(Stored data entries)
* * * *
PR #919, opened 2017-10-04
rf: update auth config example file

jonathan-gramain:
Use proper ARNs for accounts, remove account users which is now unsupported.

This change will be necessary for the example file to be parsed correctly when https://github.com/scality/Arsenal/pull/346 is merged, but can be merged before since it will still be parsed correctly by the existing code in arsenal.


LaurenSpiegel:
@ironman-machine r+

LaurenSpiegel:
@ironman-machine r+

PR #924, opened 2017-10-05
FIX: Check only defined replication rule IDs

bennettbuchanan:
To be forward ported through to master branch in S3 and Arsenal.


LaurenSpiegel:
@ironman-machine r+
* * * *
What is expected: Report, from the entries above, each line where "example" is found.

Worked solution:
rf: update auth config example file
This change will be necessary for the example file to be parsed correctly when https://github.com/scality/Arsenal/pull/346 is merged, but can be merged before since it will still be parsed correctly by the existing code in arsenal.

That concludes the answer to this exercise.